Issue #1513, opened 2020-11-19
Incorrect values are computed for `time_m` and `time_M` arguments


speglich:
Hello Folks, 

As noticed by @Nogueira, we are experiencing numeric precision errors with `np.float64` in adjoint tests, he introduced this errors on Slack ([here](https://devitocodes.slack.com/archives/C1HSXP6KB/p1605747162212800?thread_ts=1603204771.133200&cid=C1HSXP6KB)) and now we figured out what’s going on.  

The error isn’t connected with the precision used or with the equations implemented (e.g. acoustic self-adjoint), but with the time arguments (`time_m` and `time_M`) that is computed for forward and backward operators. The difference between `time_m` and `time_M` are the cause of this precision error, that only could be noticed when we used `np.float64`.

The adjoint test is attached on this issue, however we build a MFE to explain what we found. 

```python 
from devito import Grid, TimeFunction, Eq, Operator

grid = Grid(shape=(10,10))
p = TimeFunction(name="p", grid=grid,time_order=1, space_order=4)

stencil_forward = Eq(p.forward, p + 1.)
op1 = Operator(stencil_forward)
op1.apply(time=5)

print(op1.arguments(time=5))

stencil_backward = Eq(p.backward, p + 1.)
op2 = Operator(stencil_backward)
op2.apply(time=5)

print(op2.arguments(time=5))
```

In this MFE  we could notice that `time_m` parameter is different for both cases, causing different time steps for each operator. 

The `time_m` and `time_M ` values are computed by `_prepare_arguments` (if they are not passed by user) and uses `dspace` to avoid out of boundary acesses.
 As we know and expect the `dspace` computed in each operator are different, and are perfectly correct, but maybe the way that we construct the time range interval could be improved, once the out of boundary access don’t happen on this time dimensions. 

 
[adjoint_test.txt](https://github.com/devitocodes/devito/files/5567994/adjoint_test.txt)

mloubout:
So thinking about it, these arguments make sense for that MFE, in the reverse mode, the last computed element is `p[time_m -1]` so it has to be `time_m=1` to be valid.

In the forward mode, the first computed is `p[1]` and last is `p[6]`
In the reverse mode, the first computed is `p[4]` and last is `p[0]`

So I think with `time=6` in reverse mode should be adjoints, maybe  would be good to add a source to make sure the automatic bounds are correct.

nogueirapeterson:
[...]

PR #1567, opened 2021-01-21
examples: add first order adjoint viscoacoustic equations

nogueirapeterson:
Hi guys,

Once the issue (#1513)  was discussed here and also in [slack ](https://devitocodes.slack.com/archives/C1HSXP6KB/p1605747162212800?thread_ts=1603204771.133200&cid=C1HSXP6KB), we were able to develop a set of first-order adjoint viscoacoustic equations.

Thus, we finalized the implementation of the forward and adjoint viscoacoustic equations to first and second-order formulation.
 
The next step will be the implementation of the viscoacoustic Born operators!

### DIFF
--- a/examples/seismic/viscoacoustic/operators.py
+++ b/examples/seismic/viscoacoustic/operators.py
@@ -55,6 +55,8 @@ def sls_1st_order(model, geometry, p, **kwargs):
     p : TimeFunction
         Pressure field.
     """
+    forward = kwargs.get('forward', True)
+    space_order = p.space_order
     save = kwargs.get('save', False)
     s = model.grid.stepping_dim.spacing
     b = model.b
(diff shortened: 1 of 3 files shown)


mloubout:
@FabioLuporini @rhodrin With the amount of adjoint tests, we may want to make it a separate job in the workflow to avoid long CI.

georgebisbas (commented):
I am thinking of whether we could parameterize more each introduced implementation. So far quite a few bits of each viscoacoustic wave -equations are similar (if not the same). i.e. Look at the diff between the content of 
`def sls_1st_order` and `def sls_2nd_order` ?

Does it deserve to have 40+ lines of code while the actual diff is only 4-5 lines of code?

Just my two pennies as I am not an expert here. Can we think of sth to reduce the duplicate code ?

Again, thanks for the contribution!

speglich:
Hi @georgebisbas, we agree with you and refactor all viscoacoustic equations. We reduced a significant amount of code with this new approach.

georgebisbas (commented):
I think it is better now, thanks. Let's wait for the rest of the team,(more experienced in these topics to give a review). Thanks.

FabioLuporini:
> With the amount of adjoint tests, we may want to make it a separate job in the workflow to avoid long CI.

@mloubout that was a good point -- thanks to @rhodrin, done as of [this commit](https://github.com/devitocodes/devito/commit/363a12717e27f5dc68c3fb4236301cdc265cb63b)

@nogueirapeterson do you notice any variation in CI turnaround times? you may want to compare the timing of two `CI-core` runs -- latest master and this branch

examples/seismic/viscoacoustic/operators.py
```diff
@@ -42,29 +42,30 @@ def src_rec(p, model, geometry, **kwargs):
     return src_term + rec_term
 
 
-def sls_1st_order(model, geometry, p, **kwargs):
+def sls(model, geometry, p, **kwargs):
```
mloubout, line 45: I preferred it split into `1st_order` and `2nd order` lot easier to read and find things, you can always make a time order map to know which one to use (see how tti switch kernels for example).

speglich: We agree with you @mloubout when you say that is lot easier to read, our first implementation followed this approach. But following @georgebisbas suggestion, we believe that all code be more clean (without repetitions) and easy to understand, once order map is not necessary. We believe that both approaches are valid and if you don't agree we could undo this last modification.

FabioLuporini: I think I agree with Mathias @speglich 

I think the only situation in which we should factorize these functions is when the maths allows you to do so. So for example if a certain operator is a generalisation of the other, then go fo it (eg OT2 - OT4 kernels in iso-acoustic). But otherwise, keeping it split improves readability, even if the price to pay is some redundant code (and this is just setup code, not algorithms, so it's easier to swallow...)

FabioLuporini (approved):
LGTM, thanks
....................
> **Assigned task**: Above are the records; repeat exactly the lines from the one holding "s = model.grid.stepping_dim.spacing" down to the one holding "Just my two", end lines included.

> **Solved exercise**:
     s = model.grid.stepping_dim.spacing
     b = model.b
(diff shortened: 1 of 3 files shown)


mloubout:
@FabioLuporini @rhodrin With the amount of adjoint tests, we may want to make it a separate job in the workflow to avoid long CI.

georgebisbas (commented):
I am thinking of whether we could parameterize more each introduced implementation. So far quite a few bits of each viscoacoustic wave -equations are similar (if not the same). i.e. Look at the diff between the content of 
`def sls_1st_order` and `def sls_2nd_order` ?

Does it deserve to have 40+ lines of code while the actual diff is only 4-5 lines of code?

Just my two pennies as I am not an expert here. Can we think of sth to reduce the duplicate code ?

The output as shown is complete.